▸ WHAT TO WORK ON:
Only the lines from the one containing "lib/util: Fix skipping" through the final line of the entries below are wanted, each copied exactly.

== DATASET RECORDS

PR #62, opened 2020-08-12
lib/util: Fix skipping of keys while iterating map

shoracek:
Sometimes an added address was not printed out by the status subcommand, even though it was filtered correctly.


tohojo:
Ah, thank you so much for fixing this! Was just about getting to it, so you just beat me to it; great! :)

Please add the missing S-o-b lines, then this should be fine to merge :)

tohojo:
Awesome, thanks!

====

▸ OUTPUT FOR THIS TASK:
lib/util: Fix skipping of keys while iterating map

shoracek:
Sometimes an added address was not printed out by the status subcommand, even though it was filtered correctly.


tohojo:
Ah, thank you so much for fixing this! Was just about getting to it, so you just beat me to it; great! :)

Please add the missing S-o-b lines, then this should be fine to merge :)

tohojo:
Awesome, thanks!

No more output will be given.